Using the records below, quote only the span that opens with the line containing "has been removed" and closes with the line containing "several internal helpers", exactly and inclusively.

++++

PR #1546, opened 2026-04-27
fix!: Passes with Nested Modifier

### LINKED ISSUE #1518: [Bug]: Classical Function Inside Modifier
### Description

We got the following error: 
`PyModifierResolverError: Unreachable error: Cannot connect the wires with the same direction: DirWire(Node(5), In(0)) -> DirWire(Node(3), In(0))`
If a classical function is called under a modifier

### Steps to Reproduce

```
@guppy
def fuu(i: int) -> int:
    return i + 1

@guppy
def foo() -> None:
    q1 = qubit()
    q2 = qubit()
    h(q1)
    with dagger:
        bar(q2)
        fuu(2)
    result("q1", measure(q1))
    result("q2", measure(q2))

hugr = foo.compile().modules[0]
```

### Expected Behaviour

_No response_

### Actual Behaviour

_No response_

### Component

_No response_

### Environment

```markdown

```

### Additional Context

_No response_

### LINKED ISSUE #1520: [Bug]: Error with function taking classical arguments under nested modifier
### Description

the following code:
```
def foo() -> None:
    q1 = qubit()
    q2 = qubit()

    with dagger, control(q1):
        rx(q2, angle(1/3))
    
    result("q1", measure(q1))
    result("q2", measure(q2))
```

raise: 
`PyModifierResolverError: Unreachable error: Cannot connect the wires with the same direction: DirWire(Node(11), Out(1)) -> DirWire(Node(14), Out(0))` due to the presence of the argument `angle(1/3)`.

probably related to #1518 

### Steps to Reproduce

_No response_

### Expected Behaviour

_No response_

### Actual Behaviour

_No response_

### Component

_No response_

### Environment

```markdown

```

### Additional Context

_No response_

nicolaassolini-qntm:
closes #1518 closes #1520

**Bug 1**
The condition in [`modify_fn_if_needed`](https://github.com/Quantinuum/tket2/blob/08d61c43f40a346998435cb5442487ceb1006039/tket/src/modifier/modifier_resolver/dfg_modify.rs#L302) was incorrect. As a result, the pass solver attempted to process classical functions, leading to an invalid inversion of non-quantum input ordering.

**Bug 2**
There was a misalignment between metadata-derived values ([`from_metadata`](https://github.com/Quantinuum/tket2/blob/08d61c43f40a346998435cb5442487ceb1006039/tket/src/modifier.rs#L64-L65)) and the corresponding function representation. This inconsistency became visible with nested modifiers, where metadata mismatches caused the modifier builder to skip the modified block, ultimately triggering errors.

**Bug 3**
In [modify_cfg](https://github.com/Quantinuum/tket2/blob/1c8bc20ee5efab15f4df5cb53c8da821b6dc7477/tket/src/modifier/modifier_resolver.rs#L1022), wire_node_inout was called with the modified signature types. The modified signature has extra control qubits prepended. Since wire_node_inout iterates the type list while incrementing old port indices starting from 0, it was misaligned producing two Out ports that can't be connected.

**Fix:**
* The check in `modify_fn_if_needed` has been corrected to properly exclude classical functions.
* Metadata handling has been aligned with function values (via updates introduced in this [guppy PR](https://github.com/Quantinuum/guppylang/pull/1691)), ensuring consistency between node values and their expected representation at the tket level.
* At [`modifier_resolver.rs#L1069`](https://github.com/Quantinuum/tket2/blob/1c8bc20ee5efab15f4df5cb53c8da821b6dc7477/tket/src/modifier/modifier_resolver.rs#L1069) we use the original signature instead of the modified one since the offset already contains the information about the added qubits.
* 

Additional tests have been introduced to improve coverage of modifier handling and HUGR construction.

* The testing pipeline has been partially refactored to avoid persisting intermediate modified HUGRs, simplifying the workflow and reducing unnecessary state.
* The [`[test_pass](https://github.com/Quantinuum/tket2/blob/52d10e19a91f46825c3eaf38f7c65e5f5a80bf81/tket-py/test/test_pass.py#L254)`](https://github.com/Quantinuum/tket2/blob/52d10e19a91f46825c3eaf38f7c65e5f5a80bf81/tket-py/test/test_pass.py#L254) test has been extended: it now validates not only execution but also correct resolution of modifiers, increasing confidence in the end-to-end behavior.

BREAKING CHANGE: In `ModifierResolver::modify_fn_if_needed` the parameter `signature` has been removed
BREAKING CHANGE: In `control.rs`, `dagger.rs`, and `power.rs`, the modifier constructors `new()` became private, and `signature()` was reduced from `pub` to `pub(crate)`.
BREAKING CHANGE: In `modifier_resolver.rs`, several internal helpers were hidden or narrowed:
BREAKING CHANGE: `DirWire::new`, `ModifierResolver::new`, `ModifierResolverErrors::{unreachable, unresolvable}`, `connect_all`, and `modify_signature` are now private.
BREAKING CHANGE: `DirWire::reverse` is now `pub(crate)`
BREAKING CHANGE: In resolver submodules: `modify_fn_if_needed`, `modify_fn`, `modify_global_phase`, `delete_phase`, and `modify_tket_op` were changed from `pub` to `pub(crate)`.

Not a python breaking release
BEGIN_COMMIT_OVERRIDE
fix: Passes with Nested Modifier (#1546)
END_COMMIT_OVERRIDE


tket/src/modifier/modifier_resolver.rs
```diff
@@ -680,23 +682,22 @@ impl<N: HugrNode> ModifierResolver<N> {
         let new_load = self.with_modifiers(modifiers, |this| {
             this.apply_modifier_chain_to_loaded_fn(hugr, modifier_node)
         })?;
-
+        // NICOLA: the fail is before here!
```
cqc-alec: Should this comment be deleted? Otherwise, needs explanation!

tket/src/modifier/modifier_resolver/dfg_modify.rs
```diff
@@ -356,6 +356,7 @@ impl<N: HugrNode> ModifierResolver<N> {
         Ok(new_function_node)
     }
 
+    /// NICOLA: seemes to be useless
```
cqc-alec: If it's useless can we remove it?

tket/src/modifier/modifier_resolver/call_modify.rs
```diff
@@ -293,8 +299,49 @@ mod tests {
             .call(callee.handle(), &[], vec![inputs[0]])
             .unwrap()
             .out_wire(0);
+        // inputs[0] = func
+        //     .add_dataflow_op(TketOp::X, vec![inputs[0]])
+        //     .unwrap()
+        //     .out_wire(0);
```
cqc-alec: Delete commented code?

cqc-alec (approved):
Thanks, just some minor comments.

nicolaassolini-qntm:
> Thanks, just some minor comments.

I forgot to delete these comments. I will delete it!

tket/src/modifier/modifier_resolver/dfg_modify.rs
nicolaassolini-qntm: old comment, the function is needed

PR #1550, opened 2026-04-28
fix: bug in hugr building when `control` modifiers are nested

### LINKED ISSUE #1537: [Bug]: Invalid hugr with multiple nested controller
### Description

When we have a multiple controller modifier nested with other controllers, we produce an invalid hugr.

### Steps to Reproduce

given the hugr from the program: 
```python
@guppy
def main() -> None:
    t = qubit()
    c1 = qubit()
    c2 = qubit()
    c3 = qubit()
    rx(c1, angle(1 / 3))
    h(c2)
    x(c3)
    with control(c1, c2):
        with control(c3):
            # with dagger:
            h(t)
            rz(t, angle(1 / 2))
```
we obtain the error: `tket.PyModifierResolverError: The constructed HUGR is invalid: Connected ports Port(Outgoing, 0) in Node(100) and Port(Incoming, 0) in Node(102) have incompatible kinds. Cannot connect array(1, qubit) to array(2, qubit)..`

### Expected Behaviour

_No response_

### Actual Behaviour

_No response_

### Component

_No response_

### Environment

```markdown

```

### Additional Context

_No response_

nicolaassolini-qntm:
close #1537 

The bug was in [`modify_signature`](https://github.com/Quantinuum/tket2/blob/07a0fdbed9454b17faf60707fb7623e0b71eb5a6/tket/src/modifier/modifier_resolver.rs#L703): it prepended each accumulated control array with repeated insert(0, ...), which reversed nested control groups. For accumulated controls like [2, 1], the function signature became [array(1), array(2), ...] while the caller and generated unpack nodes expected [array(2), array(1), ...]. 

I changed it to build the full control prefix once and splice it at the front, preserving accumulation order.

Deleted old `ctrl_on_call` test outputs (.hugr, .npy)


doug-q (approved):
Nice. Thank you.

PR #1556, opened 2026-04-29
feat: expose the QSystemPass to Python

### LINKED ISSUE #1553: [Feature]: QSystemPass should be exposed to Python as a tket `ComposablePass`
### Problem Statement

The QSystemPass currently only has a rust defininition (see `tket.qsystem` in `lib.rs`) 

We should expose this to Python so users can perform a rebase manually on their guppy programs (converting from quantum to qsystem ops.)

The pass should also implement the `ComposablePass` trait just like `NormalizeGuppy` and `PytketHugrPass`

CalMacCQ:
closes #1553 

Driveby: now ncludes a fix to how we resolve extensions in Python. See [076c176](https://github.com/Quantinuum/tket2/pull/1556/commits/076c1761220fab4d067d09ed17c454259af802c6). Prior to this fix the transformed HUGR contained Custom ops rather than QSystem ops as we would expect.

Another driveby: There was a Boolean flag called `hide_funcs` which did not have a corresponding `with_*` method in Rust. I assume this was an oversight so I added a method in [739870d](https://github.com/Quantinuum/tket2/pull/1556/commits/739870dc8167dcb5ca911346a044d51c0e354b5a)[739870d](https://github.com/Quantinuum/tket2/pull/1556/commits/739870dc8167dcb5ca911346a044d51c0e354b5a).


tket-py/src/passes.rs
```diff
@@ -203,3 +212,24 @@ fn resolve_modifiers(circ: &mut CompilationState, scope: Option<PyPassScope>) ->
...
+fn qsystem_rebase_pass(
+    circ: &mut CompilationState,
+    constant_fold: bool,
+    monomorphize: bool,
+    force_order: bool,
+    lazify: bool,
+    scope: Option<PyPassScope>,
+) -> PyResult<()> {
+    let py_scope = scope.unwrap_or_default();
+    let qsystem_pass = tket_qsystem::QSystemPass::default_with_scope(py_scope.scope)
```
CalMacCQ, line 228: One flag that's missing here is `hide_funcs` which is in the `QSystemPass` rust struct. We should also expose this to Python right? There is no corresponding "with" method that I'm aware of.

tket-py/tket/passes/__init__.py
```diff
@@ -294,3 +294,49 @@ def _run_tk(self, program: _state.CompilationState) -> _state.CompilationState:
             scope=self._scope,
         )
         return program
+
+
+@dataclass
+class QSystemPass(ComposablePass):
+    """A pass to convert quantum ops to qsystem ops."""
+
```
CalMacCQ, line 311: TODO: Document the boolean flags here

tket-py/tket/_tket/passes.pyi
```diff
@@ -99,3 +99,13 @@ def resolve_modifiers(
...
+
+def qsystem_rebase_pass(
+    circ: CompilationState,
+    constant_fold: bool = True,
+    monomorphize: bool = True,
+    force_order: bool = True,
+    lazify: bool = True,
+    scope: PassScope | None = None,
+) -> None:
+    """Runs a rust backed pass to convert quantum ops to qsystem ops."""
```
CalMacCQ: Docs needed here

tket-py/test/test_pass.py
```diff
@@ -297,3 +297,12 @@ def test_inline_functions() -> None:
     all = InlineFunctions(heuristic=inline_funcs.All())(hugr)
 
     assert _count_ops(all, "Call") == 0
+
+
+def test_python_qsystem_pass() -> None:
+    circ = Circuit(2).H(0).Rz(0.75, 0).CX(0, 1)
```
CalMacCQ: A better test would be to load in a guppy generated hugr, apply the qsystem pass and then assert that no `std.quantum` ops are present.

Will do that tomorrow.

tket-py/tket/passes/__init__.py
```diff
@@ -294,3 +295,56 @@ def _run_tk(self, program: _state.CompilationState) -> _state.CompilationState:
             scope=self._scope,
         )
         return program
+
+
+@dataclass
```
aborgna-q: Since all parameters are boolean, let's mark them as `kw_only` to avoid someone calling `QSystemPass(True, False, False, True)`.


```suggestion
@dataclass(kw_only=True)
```

tket-py/src/passes.rs
aborgna-q: That looks like an unintended omission.

Could you add a `with_hide_funcs` method, and propagate it here?

CalMacCQ: added in [739870d](https://github.com/Quantinuum/tket2/pull/1556/commits/739870dc8167dcb5ca911346a044d51c0e354b5a)[739870d](https://github.com/Quantinuum/tket2/pull/1556/commits/739870dc8167dcb5ca911346a044d51c0e354b5a). Do the docs make sense?

tket-py/tket/passes/__init__.py
CalMacCQ: done in [a20b808](https://github.com/Quantinuum/tket2/pull/1556/commits/a20b808bda907e87d3b45c2c1075f77bbe82146e)[a20b808](https://github.com/Quantinuum/tket2/pull/1556/commits/a20b808bda907e87d3b45c2c1075f77bbe82146e)

tket-py/src/passes.rs
aborgna-q: LGTM

aborgna-q (approved):
🚀

PR #1557, opened 2026-04-29
feat: Clean Up by Deleting Unconnected Nodes after Modifier Solve

### LINKED ISSUE #1549: [Feature]: Removing old function blocks after Modifier resolving
### Problem Statement

We resolve the modifier, we "transform" the functions. However, the old functions are still in the hugr. (see Node(31) in the attached file)

[ctrl_on_x_solved.pdf](https://github.com/user-attachments/files/27159456/ctrl_on_x_solved.pdf)

### Proposed Solution

_No response_

### Component

_No response_

### Effort Estimate

None

### Additional Context

_No response_

nicolaassolini-qntm:
closes #1549

When a modifier is resolved on a function, a new function node is created, leaving an unreachable function node in the hugr. This Pr solves the issue.

- Delete the consumed `LoadFunction` target during `apply_modifier_chain_to_loaded_fn`[[1]](https://github.com/Quantinuum/tket2/blob/c118aed07d0c8dbc64d8ac91a7bfdb5296956368/tket/src/modifier/modifier_resolver/call_modify.rs#L92-L93) and run dead-function after[[2]](
https://github.com/Quantinuum/tket2/blob/c118aed07d0c8dbc64d8ac91a7bfdb5296956368/tket/src/modifier/modifier_resolver.rs#L1174-L1175).
- Added in test some assertions to check that the function block and the modifier block are removed after the passes have been run.


tket/src/modifier/modifier_resolver.rs
```diff
@@ -1088,6 +1092,81 @@ impl<N: HugrNode> ModifierResolver<N> {
     }
 }
 
+fn module_child_containing<N: HugrNode>(h: &impl HugrView<Node = N>, node: N) -> Option<N> {
```
aborgna-q, line 1103: Pls add docs to functions

tket/src/modifier/modifier_resolver.rs
```diff
@@ -323,6 +323,8 @@ pub struct ModifierResolver<N = Node> {
     // ```
     // _modified_functions: HashMap<N, (CombinedModifier, Node)>,
     // ```
+    /// Original functions for which the resolver generated modified replacements.
+    modified_functions: Vec<N>,
```
aborgna-q: Could we use a BTreeSet or something similar to avoid linear searchs?

tket/src/modifier/modifier_resolver.rs
```diff
@@ -1179,6 +1258,10 @@ pub fn resolve_modifier_with_entrypoints(
     // were produced or left behind by the resolution passes above.
     delete_phase(h, entry_points)?;
 
+    // Remove only original functions for which this resolver generated modified
+    // replacements, and only when no remaining non-obsolete function uses them.
```
aborgna-q, line 1309: This new behaviour should be documented in the public docs, both here and in the pass (for both rust and python defs).

aborgna-q (dismissed):
Nice. Just a couple comments.

nicolaassolini-qntm:
@aborgna-q I addressed your comment and the Copilot one

tket/src/modifier/modifier_resolver.rs
```diff
@@ -1143,6 +1163,13 @@ fn remove_unused_modified_functions<N: HugrNode>(
         candidates.remove(&entrypoint_owner);
     }
 
+    // Remove public functions from candidates to preserve exported API functions.
+    candidates.retain(|func| {
+        h.get_optype(*func)
+            .as_func_defn()
+            .is_some_and(|func_defn| *func_defn.visibility() != Visibility::Public)
+    });
```
aborgna-q: We only need to preserve public functions if the scope says so.

Use `PassScope::preserve_interface` or `PassScope::in_scope` instead (and update the pass docs).

tket/src/modifier/modifier_resolver.rs
```diff
@@ -102,6 +103,7 @@
 //! - User defined extension ops: There is no way to infer modified unknown extension ops.
 //!   We currently try to insert the original optype without any modification,
 //!   but this could result in an unexpected error.
+#[cfg(test)]
 use hugr_core::Visibility;
```
aborgna-q: The import should go in the `mod tests` submodule below.

aborgna-q (approved):
LGTM

PR #1558, opened 2026-04-30
feat!: Add `measurement` extension and change `tket.quantum` / `tket.qsystem` extension measurement ops return type

### LINKED ISSUE #1484: [Feature]: Add `Measurement` type and adjust measurement ops to use it instead of `tket.bool`
### Problem Statement

Needed for changes to measurement interface in Guppy

### Proposed Solution

Steps:
- quantum extension
	- add `Measurement` type
	- `MeasureFree`: change output from opaque bool to measurement
	- `Measure`: change output (qubit, sum bool) to (qubit, measurement) 
- qsystem extension
	- `Measure`: change output from opaque bool to measurement
	- `MeasureReset` change output  (qubit, opaque bool) to (qubit, measurement)
- passes
	- new `ReplaceMeasurement` pass which replaces measurement types with future<bool> and ops with lazy qsystem versions
	- change `ReplaceBool` pass to replace tket bools to measurements and old version measurement ops with new version measurement ops for as an upgrade pass
		- check whether we want the (borrow) array replacement logic in a non-upgrade pass (even though I don't think we have other cases currently where non-linear types are replaced with linear types)
		- don't delete `tket.bool` extension for now to use in upgrade pass, but deprecate (if possible to deprecate extensions?)

### Component

Rust library, Python library

### Effort Estimate

Medium - Moderate complexity

### Additional Context

_No response_

tatiana-s:
Closes #1484

Also removes the `bool` extension and deletes all relevant passes + adds a measurement replacement pass

BREAKING CHANGE: `tket.quantum` extension - `MeasureFree` returns a `Measurement` instead of a `tket.bool`
BREAKING CHANGE: `tket.qsystem` extension - `Measure` and `MeasureReset` are removed, `FutureToMeasurement` is added 
BREAKING CHANGE: (tket-exts) `opaque_bool` and `bool` removed


tket-exts/src/tket_exts/data/tket/measurement.json
```diff
@@ -0,0 +1,102 @@
...
+            }
+          ]
+        }
+      },
+      "binary": false
+    },
+    "Free": {
+      "extension": "tket.measurement",
+      "name": "Free",
+      "description": "Consume a measurement without reading it.",
```
acl-cqc:
```suggestion
      "description": "Discard a measurement without reading it.",
```

acl-cqc:
```suggestion
      "description": "Discard (a copy of) a measurement without reading it.",
```

tket-exts/src/tket_exts/data/tket/measurement.json
```diff
@@ -0,0 +1,102 @@
+{
+  "version": "0.2.0",
+  "name": "tket.measurement",
+  "types": {
+    "Measurement": {
+      "extension": "tket.measurement",
+      "name": "Measurement",
+      "params": [],
+      "description": "A type representing the result of a measurement operation",
```
acl-cqc: Might be worth adding here, can be copied and discarded via appropriate ops. Otherwise it'd be no better than passing the unmeasured qubit ;)

tket-exts/src/tket_exts/data/tket/measurement.json
```diff
@@ -0,0 +1,102 @@
...
+          ],
+          "output": []
+        }
+      },
+      "binary": false
+    },
+    "Read": {
+      "extension": "tket.measurement",
+      "name": "Read",
+      "description": "Read a measurement, consuming it and returning a Hugr bool.",
```
acl-cqc:
```suggestion
      "description": "Consumes a measurement, converting it to a bool (Sum type).",
```

(defining "read" as being "Read a measurement" is just recursion)

tket-exts/src/tket_exts/tket/measurement.py
```diff
@@ -0,0 +1,51 @@
...
+
+from hugr.ext import Extension, OpDef, TypeDef
+from hugr.ops import ExtOp
+from hugr.tys import ExtType
+
+from ._util import TketExtension, load_extension
+
+
+class MeasurementExtension(TketExtension):
+    """Measurement result operations."""
```
acl-cqc:
```suggestion
    """Operations on Measurement Results."""
```
i.e. to avoid ambiguity vs "measurement (result-operations)"

acl-cqc:
```suggestion
    """The Measurement result type and operations on it."""
```

acl-cqc: Maybe we should go for MeasurementResult or just MeasureResult? Or just Measurement??? (I bet this has been debated before)

tket-exts/src/tket_exts/tket/measurement.py
```diff
@@ -0,0 +1,51 @@
...
+    def OPS(self) -> List[OpDef]:
+        """Return the operations defined by this extension"""
+        return [
+            self.dup.op_def(),
+            self.free.op_def(),
+            self.read.op_def(),
+        ]
+
+    @functools.cached_property
+    def measurement_t(self) -> ExtType:
```
acl-cqc, line 32: See, measurement result is too long that you don't want to use it ;-) ;-)

`measure_result_t`? Or just call it Measurement? That's what your implicitly doing in code if this is called `measurement_t`?

tket-exts/src/tket_exts/tket/measurement.py
```diff
@@ -0,0 +1,51 @@
...
+        return self().get_type("Measurement").instantiate([])
+
+    @functools.cached_property
+    def dup(self) -> ExtOp:
+        """Duplicate a measurement, consuming the original value."""
+        return self().get_op("Dup").instantiate()
+
+    @functools.cached_property
+    def free(self) -> ExtOp:
+        """Consume a measurement without reading it."""
```
acl-cqc: Ah as per json. I'm not sure if either is generated from the other here.

tket-exts/src/tket_exts/__init__.py
```diff
@@ -40,9 +41,15 @@
     "wasm",
     "modifier",
     "global_phase",
+    "measurement",
 ]
 
-bool: BoolExtension = tket.bool.BoolExtension()
+
+@deprecated("Use the built-in `Bool` type instead")
```
acl-cqc:
```suggestion
@deprecated("Use the `Bool` <Hugr/prelude/Sum> type instead")
```
pick whatever's most appropriate, but otherwise I'm not sure what Bool is built-into

acl-cqc: Moreover, this is a breaking change - you now need to add `()` - as well as being deprecated...can we avoid the need for extra brackets?

tket-py/tket/extensions/__init__.py
acl-cqc, line 16: I mean, how long do we go on supporting tket-exts 0.10 for? :)

tket-py/tket/extensions/__init__.py
```diff
@@ -19,15 +18,13 @@
 
     new_exts = ["gpu"]
 except ImportError:
-    bool = opaque_bool  # type: ignore[assignment]
     new_exts = []
 
 
-# TODO: Remove the deprecated `opaque_bool` export in a breaking change.
+# TODO: Remove the deprecated `bool` export in a breaking change.
```
acl-cqc: Yah, as [previously](https://github.com/Quantinuum/tket2/pull/1558/changes#r3225360556), I mean this is a breaking change already

tket-exts/src/tket_exts/__init__.py
acl-cqc: And....the rust bool extension is gone, but the python one lives on (deprecated)? Was the rust `BOOL_EXTENSION` the python `opaque_bool` ??

tket-qsystem/src/extension/qsystem.rs
```diff
@@ -636,11 +640,11 @@ mod test {
                 .unwrap();
 
             let q0 = func_builder.add_rz(q0, angle).unwrap();
-            let [q0, _b] = func_builder.add_measure_reset(q0).unwrap();
-            let b = func_builder.add_measure(q0).unwrap();
+            let [q0, b1] = func_builder.add_measure_reset(q0).unwrap();
```
acl-cqc: suggest 'm1' and 'm2' rather than 'b1' and 'b2' ;)

tket-qsystem/src/replace_measurement.rs
```diff
@@ -0,0 +1,255 @@
...
+    /// The HUGR was found to contain non-local edges.
+    NonLocalEdgesError(FindNonLocalEdgesError<N>),
+    /// There was an error while replacing the type/ops.
+    ReplacementError(ReplaceTypesError),
+}
+
+/// A HUGR -> HUGR pass replacing `tket.measurement` with `future(bool_t)`.
+///
+/// [TketOp::MeasureFree] and [QSystemOp::Measure] ops are replaced by
+/// [QSystemOp::LazyMeasure], while [QSystemOp::MeasureReset] ops are
```
acl-cqc: Hmmm. This seems odd. See overall PR comment.

tket-qsystem/src/replace_measurement.rs
```diff
@@ -0,0 +1,255 @@
...
+    use hugr::extension::simple_op::MakeOpDef;
+    use hugr::ops::OpType;
+    use hugr::types::Type;
+    use hugr::types::TypeRow;
+    use rstest::rstest;
+
+    use crate::extension::qsystem::QSystemOpBuilder;
+
+    #[test]
+    fn test_replace_measurement_type_and_read() {
```
acl-cqc: Tests are fine, but they do just kinda repeat the single-op-to-single-op definition of the lowering. Lowering a complete circuit with multiple TketOp's wired together that validates before and after would give a stronger guarantee i.e. that the replacement ops were appropriate replacements (with consistent types) that can still be wired together in the same configuration

tket-qsystem/src/replace_measurement.rs
```diff
@@ -0,0 +1,255 @@
...
+        assert_eq!(sig.input(), &TypeRow::from(vec![future_type(bool_t())]));
+        assert_eq!(sig.output(), &TypeRow::from(vec![bool_t()]));
+
+        // Check that the op was replaced.
+        assert!(
+            h.nodes()
+                .any(|n| FutureOpDef::try_from(h.get_optype(n)) == Ok(FutureOpDef::Read))
+        );
+        assert!(
+            !h.nodes()
```
acl-cqc: ...and perhaps make this a broader check that no op is from the measurement extension (or tket extension!)

tket-qsystem/src/replace_measurement.rs
```diff
@@ -0,0 +1,255 @@
...
+
+    #[test]
+    fn test_replace_measure_reset_op() {
+        let mut dfb = DFGBuilder::new(inout_sig(
+            vec![hugr::extension::prelude::qb_t()],
+            vec![hugr::extension::prelude::qb_t(), measurement_type()],
+        ))
+        .unwrap();
+        let [q] = dfb.input_wires_arr();
+        let out = dfb.add_measure_reset(q).unwrap();
```
acl-cqc: nit: good to test `fn add_measure_reset` I guess, but you could combine this with previous if you used `add_op` and just finished with its outputs

tket/src/extension/measurement.rs
```diff
@@ -0,0 +1,208 @@
...
+        MEASUREMENT_TYPE_ID.to_owned(),
+        vec![],
+        "A type representing the result of a measurement operation".into(),
+        TypeBound::Linear.into(),
+        &extension_ref,
+    )
+}
+
+/// Returns a `Measurement` [CustomType].
+pub fn measurement_custom_type(extension_ref: &Weak<Extension>) -> CustomType {
```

++++

• Answer to the problem:
BREAKING CHANGE: In `ModifierResolver::modify_fn_if_needed` the parameter `signature` has been removed
BREAKING CHANGE: In `control.rs`, `dagger.rs`, and `power.rs`, the modifier constructors `new()` became private, and `signature()` was reduced from `pub` to `pub(crate)`.
BREAKING CHANGE: In `modifier_resolver.rs`, several internal helpers were hidden or narrowed:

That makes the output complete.